::: Excerpted records

PR #832, opened 2019-12-17
[2640] Support new validation added for course creation

danielburnley:
### Context

Validation has been added in the backend (see: https://github.com/DFE-Digital/manage-courses-backend/pull/1052 & https://github.com/DFE-Digital/manage-courses-backend/pull/1062) which requires the frontend to be linked to the keys for the error

- Add error keys to the relevant pages to display validation errors from the backend

**Note**

This PR does not cover age range with years with custom validation, as that is currently handled in the frontend of the controller and will be solved in future PRs

### Guidance to review

- Check out `2640-create-a-course-validation-changes` on MCBE (unless it has been merged)
- Run through course creation
- Try to create a course without submitting anything

### Checklist

- [x] Attach to Trello card
- [x] Rebased master
- [x] Cleaned commit history

### DIFF
--- a/app/controllers/courses/applications_open_controller.rb
+++ b/app/controllers/courses/applications_open_controller.rb
@@ -1,7 +1,7 @@
 module Courses
   class ApplicationsOpenController < ApplicationController
     before_action :build_recruitment_cycle
-    before_action :build_course_params, only: :update
+    before_action :build_course_params, only: %i[update continue]
     include CourseBasicDetailConcern
 
     def update
@@ -9,7 +9,6 @@ module Courses
     end
 
     def continue
-      build_course_params
       super
     end
 
--- a/spec/features/courses/fee_or_salary/new_spec.rb
+++ b/spec/features/courses/fee_or_salary/new_spec.rb
@@ -57,6 +57,7 @@ feature "new course fee or salary", type: :feature do
     let(:course) do
       c = build(:course, provider: provider)
       c.errors.add(:funding_type, "Invalid")
+      c.errors.add(:program_type, "Invalid")
       c
     end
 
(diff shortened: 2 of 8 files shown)


spec/features/courses/sites/new_spec.rb
```diff
@@ -94,6 +94,19 @@
     end
   end
 
+  context "Error handling" do
+    let(:course) do
+      c = build(:course, provider: provider, site_ids: [])
+      c.errors.add(:sites, "Invalid")
+      c
```
faissalMT:
```
build(:course, provider: provider, site_ids: []).then do |course|
  course.errors.add(:sites, "Invalid")
end
```

misaka: If I'm not mistaken, `then` will return the result of `course.errors.add(:sites, "Invalid")`. `tap` would return the course.

```ruby
build(:course, provider: provider, site_ids: []).tap do |course|
  course.errors.add(:sites, "Invalid")
end
```

app/controllers/courses/applications_open_controller.rb
```diff
@@ -1,15 +1,14 @@
...
+    before_action :build_course_params, only: %i[update continue]
     include CourseBasicDetailConcern
 
     def update
       super
     end
 
     def continue
-      build_course_params
       super
```
misaka: Did we have a reason why we're leaving these method shells? Just as a signal to the reader that these should be implemented somewhere?

spec/features/courses/fee_or_salary/new_spec.rb
```diff
@@ -57,6 +57,7 @@
     let(:course) do
       c = build(:course, provider: provider)
       c.errors.add(:funding_type, "Invalid")
+      c.errors.add(:program_type, "Invalid")
```
misaka: If you accept the `.tap` suggestion in `sites/new_spec.rb` below, it's probably worth adding it here too.

app/controllers/courses/applications_open_controller.rb
faissalMT: Yes, rubocop now gives us an error if we set a callback for something that hasn't been implemented.

danielburnley:
Merging to avoid holding up future work that requires this :)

::::::

Your task:
Your reply should hold only the lines from the first line of the records through the one with "Validation has been", reproduced word for word.

Answer box:
PR #832, opened 2019-12-17
[2640] Support new validation added for course creation

danielburnley:
### Context

Validation has been added in the backend (see: https://github.com/DFE-Digital/manage-courses-backend/pull/1052 & https://github.com/DFE-Digital/manage-courses-backend/pull/1062) which requires the frontend to be linked to the keys for the error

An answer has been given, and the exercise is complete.